## Stored records

--------------------------------

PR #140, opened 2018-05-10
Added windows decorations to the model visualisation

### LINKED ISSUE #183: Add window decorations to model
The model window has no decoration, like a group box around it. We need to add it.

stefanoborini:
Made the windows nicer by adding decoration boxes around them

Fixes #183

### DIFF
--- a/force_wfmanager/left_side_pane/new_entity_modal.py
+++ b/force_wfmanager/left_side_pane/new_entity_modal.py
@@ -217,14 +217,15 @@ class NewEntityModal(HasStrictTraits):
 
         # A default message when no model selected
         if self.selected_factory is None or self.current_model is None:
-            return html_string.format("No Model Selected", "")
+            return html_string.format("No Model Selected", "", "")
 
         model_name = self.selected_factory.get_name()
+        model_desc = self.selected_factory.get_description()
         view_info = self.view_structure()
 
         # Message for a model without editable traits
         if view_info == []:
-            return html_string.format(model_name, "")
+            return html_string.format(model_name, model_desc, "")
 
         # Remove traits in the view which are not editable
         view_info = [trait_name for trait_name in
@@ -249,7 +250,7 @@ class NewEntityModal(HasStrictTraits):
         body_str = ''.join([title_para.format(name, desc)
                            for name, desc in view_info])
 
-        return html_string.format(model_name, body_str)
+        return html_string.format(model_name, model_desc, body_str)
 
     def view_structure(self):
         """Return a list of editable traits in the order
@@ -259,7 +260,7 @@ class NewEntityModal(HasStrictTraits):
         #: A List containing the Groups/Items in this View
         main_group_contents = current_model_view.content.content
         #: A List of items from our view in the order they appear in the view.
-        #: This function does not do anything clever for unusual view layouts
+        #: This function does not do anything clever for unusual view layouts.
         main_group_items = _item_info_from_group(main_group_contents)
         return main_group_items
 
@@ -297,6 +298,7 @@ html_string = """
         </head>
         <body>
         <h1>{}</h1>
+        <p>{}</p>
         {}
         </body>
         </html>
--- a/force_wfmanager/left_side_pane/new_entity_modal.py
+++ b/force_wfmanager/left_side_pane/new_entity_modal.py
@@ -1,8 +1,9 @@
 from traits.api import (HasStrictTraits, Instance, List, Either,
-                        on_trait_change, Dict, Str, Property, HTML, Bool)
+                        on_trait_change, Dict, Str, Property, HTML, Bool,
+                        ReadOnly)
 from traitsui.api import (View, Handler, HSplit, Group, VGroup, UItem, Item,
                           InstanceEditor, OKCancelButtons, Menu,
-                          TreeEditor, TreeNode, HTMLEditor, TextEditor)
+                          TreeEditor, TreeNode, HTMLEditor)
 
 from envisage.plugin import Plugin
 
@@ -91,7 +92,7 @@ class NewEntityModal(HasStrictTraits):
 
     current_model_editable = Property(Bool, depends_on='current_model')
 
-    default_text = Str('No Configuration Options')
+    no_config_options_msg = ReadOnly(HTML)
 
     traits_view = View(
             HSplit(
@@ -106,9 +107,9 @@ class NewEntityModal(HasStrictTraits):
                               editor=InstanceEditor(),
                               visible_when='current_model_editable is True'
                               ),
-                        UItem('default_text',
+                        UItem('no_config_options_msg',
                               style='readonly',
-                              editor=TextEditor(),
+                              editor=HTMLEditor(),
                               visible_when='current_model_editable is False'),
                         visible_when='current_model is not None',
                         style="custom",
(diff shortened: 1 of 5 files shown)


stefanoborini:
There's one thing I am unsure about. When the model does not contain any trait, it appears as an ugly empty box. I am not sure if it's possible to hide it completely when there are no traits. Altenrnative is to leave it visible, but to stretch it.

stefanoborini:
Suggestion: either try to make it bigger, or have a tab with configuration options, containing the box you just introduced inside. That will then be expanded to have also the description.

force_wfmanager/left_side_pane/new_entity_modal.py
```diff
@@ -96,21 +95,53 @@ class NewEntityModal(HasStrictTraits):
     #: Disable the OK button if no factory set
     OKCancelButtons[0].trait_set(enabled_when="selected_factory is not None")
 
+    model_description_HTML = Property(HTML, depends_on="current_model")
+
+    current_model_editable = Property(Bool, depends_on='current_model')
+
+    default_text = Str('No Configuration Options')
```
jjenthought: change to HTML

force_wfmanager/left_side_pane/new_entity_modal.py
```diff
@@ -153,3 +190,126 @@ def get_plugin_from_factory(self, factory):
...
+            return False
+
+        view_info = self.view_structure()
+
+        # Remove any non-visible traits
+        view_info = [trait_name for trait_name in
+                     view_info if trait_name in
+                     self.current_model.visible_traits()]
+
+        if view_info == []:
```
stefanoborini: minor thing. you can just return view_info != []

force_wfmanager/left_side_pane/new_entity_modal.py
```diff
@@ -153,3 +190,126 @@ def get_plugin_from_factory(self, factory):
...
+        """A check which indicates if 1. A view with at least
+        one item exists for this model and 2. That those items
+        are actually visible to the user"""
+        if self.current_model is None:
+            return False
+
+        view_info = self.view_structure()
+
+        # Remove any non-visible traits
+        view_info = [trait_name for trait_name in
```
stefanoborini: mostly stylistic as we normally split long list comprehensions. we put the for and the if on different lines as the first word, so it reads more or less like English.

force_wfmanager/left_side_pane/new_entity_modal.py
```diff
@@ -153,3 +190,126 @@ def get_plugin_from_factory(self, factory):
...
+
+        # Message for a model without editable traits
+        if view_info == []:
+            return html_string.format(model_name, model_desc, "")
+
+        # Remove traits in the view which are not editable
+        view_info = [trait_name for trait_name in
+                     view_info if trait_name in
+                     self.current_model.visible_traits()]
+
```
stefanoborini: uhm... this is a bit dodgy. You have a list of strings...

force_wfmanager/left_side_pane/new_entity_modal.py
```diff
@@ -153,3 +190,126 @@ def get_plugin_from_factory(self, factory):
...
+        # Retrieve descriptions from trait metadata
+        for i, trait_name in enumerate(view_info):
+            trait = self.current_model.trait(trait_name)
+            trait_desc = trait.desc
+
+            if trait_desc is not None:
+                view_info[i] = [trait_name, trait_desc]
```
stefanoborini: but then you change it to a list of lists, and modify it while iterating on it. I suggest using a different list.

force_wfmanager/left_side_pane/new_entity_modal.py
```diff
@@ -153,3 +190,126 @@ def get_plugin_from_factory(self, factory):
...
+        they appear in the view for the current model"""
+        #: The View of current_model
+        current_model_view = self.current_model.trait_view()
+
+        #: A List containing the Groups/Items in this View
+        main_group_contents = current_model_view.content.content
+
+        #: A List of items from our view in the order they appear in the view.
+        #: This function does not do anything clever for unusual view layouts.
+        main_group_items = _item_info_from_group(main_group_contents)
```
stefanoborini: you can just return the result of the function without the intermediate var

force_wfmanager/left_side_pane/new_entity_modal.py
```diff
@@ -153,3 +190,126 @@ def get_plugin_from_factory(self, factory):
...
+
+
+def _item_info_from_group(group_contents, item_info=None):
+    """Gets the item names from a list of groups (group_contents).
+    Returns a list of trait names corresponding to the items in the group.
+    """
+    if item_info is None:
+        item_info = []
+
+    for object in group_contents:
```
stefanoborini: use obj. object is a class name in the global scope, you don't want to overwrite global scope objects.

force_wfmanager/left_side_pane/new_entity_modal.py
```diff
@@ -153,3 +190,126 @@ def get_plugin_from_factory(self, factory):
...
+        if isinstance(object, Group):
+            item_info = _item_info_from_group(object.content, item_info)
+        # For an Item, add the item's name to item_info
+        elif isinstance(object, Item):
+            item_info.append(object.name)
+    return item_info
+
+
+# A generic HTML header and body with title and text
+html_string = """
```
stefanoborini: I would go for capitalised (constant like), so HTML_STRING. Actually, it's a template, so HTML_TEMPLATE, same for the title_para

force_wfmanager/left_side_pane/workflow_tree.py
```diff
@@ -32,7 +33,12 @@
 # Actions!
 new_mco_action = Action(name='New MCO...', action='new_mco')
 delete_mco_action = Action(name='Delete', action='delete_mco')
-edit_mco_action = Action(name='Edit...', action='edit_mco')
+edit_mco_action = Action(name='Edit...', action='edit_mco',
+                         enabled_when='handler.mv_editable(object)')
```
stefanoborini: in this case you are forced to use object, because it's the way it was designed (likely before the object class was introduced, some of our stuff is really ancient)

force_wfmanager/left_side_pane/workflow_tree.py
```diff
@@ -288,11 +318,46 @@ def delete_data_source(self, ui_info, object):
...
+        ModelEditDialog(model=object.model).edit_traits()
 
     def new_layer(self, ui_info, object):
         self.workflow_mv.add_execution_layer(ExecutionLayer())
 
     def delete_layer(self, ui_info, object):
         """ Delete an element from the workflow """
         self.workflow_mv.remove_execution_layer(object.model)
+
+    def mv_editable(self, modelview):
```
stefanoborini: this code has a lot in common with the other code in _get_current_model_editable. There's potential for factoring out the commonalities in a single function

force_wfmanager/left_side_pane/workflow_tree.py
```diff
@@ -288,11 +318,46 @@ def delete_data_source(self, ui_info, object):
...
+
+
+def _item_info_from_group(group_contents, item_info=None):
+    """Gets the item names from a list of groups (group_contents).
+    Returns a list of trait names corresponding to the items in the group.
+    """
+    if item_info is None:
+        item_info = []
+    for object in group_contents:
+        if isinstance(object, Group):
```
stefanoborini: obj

--------------------------------

## EXERCISE AIM
Restate, please, word for word the span of records running from the first line to the line bearing "if self.selected_factory is", both included, and nothing outside it.

## RESULT OF THE TASK
PR #140, opened 2018-05-10
Added windows decorations to the model visualisation

### LINKED ISSUE #183: Add window decorations to model
The model window has no decoration, like a group box around it. We need to add it.

stefanoborini:
Made the windows nicer by adding decoration boxes around them

Fixes #183

### DIFF
--- a/force_wfmanager/left_side_pane/new_entity_modal.py
+++ b/force_wfmanager/left_side_pane/new_entity_modal.py
@@ -217,14 +217,15 @@ class NewEntityModal(HasStrictTraits):
 
         # A default message when no model selected
         if self.selected_factory is None or self.current_model is None:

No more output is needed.